Required work
Reproduce exactly, from the data that follows, the line with "Add precompiled headers", the line with "single largest lever.", and every line that lies between them.

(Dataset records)

PR #5114, opened 2026-07-22
Add precompiled headers for RocksDB and kernel libraries (~33% faster build)

Omotola:
## Summary
Adds an opt-in `-DNANO_PCH` switch that introduces precompiled headers for the bundled **RocksDB** static library and for nano's first-party kernel libraries, cutting a full clean `nano_node` rebuild by **~33%**.

## Motivation
In a clean `nano_node` build, a large share of frontend parse time is spent on the bundled RocksDB library. Several of its core headers (`rocksdb/options.h`, `rocksdb/listener.h`, `port/win/port_win.h`, `db_impl.h`, `column_family.h`, ...) are included across most of RocksDB's translation units, yet the RocksDB static library ships with no precompiled header. `<chrono>` and nano's spdlog/fmt-based logging headers are the next most expensive.

## Change
New `-DNANO_PCH=ON` option (default OFF) that precompiles:

- **`nano/rocksdb_pch.hpp`** on the `rocksdb` target — its stable backbone headers (`rocksdb/options.h`, `rocksdb/listener.h`, `port/port.h`) plus heavy STL. This is the single largest lever.
- **`nano/nano_pch.hpp`** on nano's first-party libs (`nano_lib`, `secure`, `node`, `nano_store`, `nano_messages`, `rpc`, `nano_node`) — stable STL plus `boost.asio`, `boost.multiprecision`, `fmt`, `spdlog`.

Both headers contain only standard-library and stable third-party headers — no volatile project headers — so they rarely invalidate.

## Measured impact
Full clean rebuild, MSVC (VS 2022, 14.44), Release, `/m:16`, 5 runs each:

| Variant | Mean (s) | StdDev (s) |
|---|---|---|
| baseline (no PCH) | 595.62 | 10.05 |
| `NANO_PCH=ON` | 397.10 | 1.40 |

**~198 s faster (33.33%)**, statistically significant (post < baseline − stddev).

Co-authored-by: Copilot <223556219+Copilot@users.noreply.github.com>

### DIFF
--- a/CMakeLists.txt
+++ b/CMakeLists.txt
@@ -495,6 +495,19 @@ else()
 endif()
 add_subdirectory(submodules/rocksdb EXCLUDE_FROM_ALL)
 
+# Precompiled headers derived from a vcperf /jsonAnalysis trace of a clean
+# nano_node build. Enabled with -DNANO_PCH=ON. RocksDB's own backbone headers
+# (rocksdb/options.h, rocksdb/listener.h, port/win/port_win.h) are the hottest
+# included files in the whole build, and the bundled RocksDB static library
+# (~700 translation units) ships with no PCH -- so precompiling that backbone
+# once is the single largest build-time win.
+option(NANO_PCH "Enable precompiled headers derived from vcperf analysis" OFF)
+if(NANO_PCH AND COMMAND target_precompile_headers AND TARGET rocksdb)
+  target_precompile_headers(
+    rocksdb PRIVATE
+    "$<$<COMPILE_LANGUAGE:CXX>:${PROJECT_SOURCE_DIR}/nano/rocksdb_pch.hpp>")
+endif()
+
 # cpptoml
 include_directories(submodules/cpptoml/include)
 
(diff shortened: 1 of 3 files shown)


pwojcikdev:
There is already a precompiled header option `NANO_PRECOMPILED_HEADERS` in cmake, the existing pch.hpp is more complete. Not sure why would we need rocksdb pch? it's a fixed dependency, doesn't get rebuilt during incremental builds

Omotola:
@pwojcikdev  both fair points, I can drop the nano_pch.hpp and rebase onto the existing `NANO_PRECOMPILED_HEADERS` .

For RocksDB: agreed it won't help incremental builds, but it targets clean/CI rebuilds . 9 of the 15 hottest headers in a clean build are RocksDB's  internals, with no PCH today. That PCH is most of my clean-rebuild win (595.6s → 397.1s, ~33%). 

I can scope my PR to just the RocksDB PCH and frame it as a clean-build optimization if that's okay with you.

Worked solution
Add precompiled headers for RocksDB and kernel libraries (~33% faster build)

Omotola:
## Summary
Adds an opt-in `-DNANO_PCH` switch that introduces precompiled headers for the bundled **RocksDB** static library and for nano's first-party kernel libraries, cutting a full clean `nano_node` rebuild by **~33%**.

## Motivation
In a clean `nano_node` build, a large share of frontend parse time is spent on the bundled RocksDB library. Several of its core headers (`rocksdb/options.h`, `rocksdb/listener.h`, `port/win/port_win.h`, `db_impl.h`, `column_family.h`, ...) are included across most of RocksDB's translation units, yet the RocksDB static library ships with no precompiled header. `<chrono>` and nano's spdlog/fmt-based logging headers are the next most expensive.

## Change
New `-DNANO_PCH=ON` option (default OFF) that precompiles:

- **`nano/rocksdb_pch.hpp`** on the `rocksdb` target — its stable backbone headers (`rocksdb/options.h`, `rocksdb/listener.h`, `port/port.h`) plus heavy STL. This is the single largest lever.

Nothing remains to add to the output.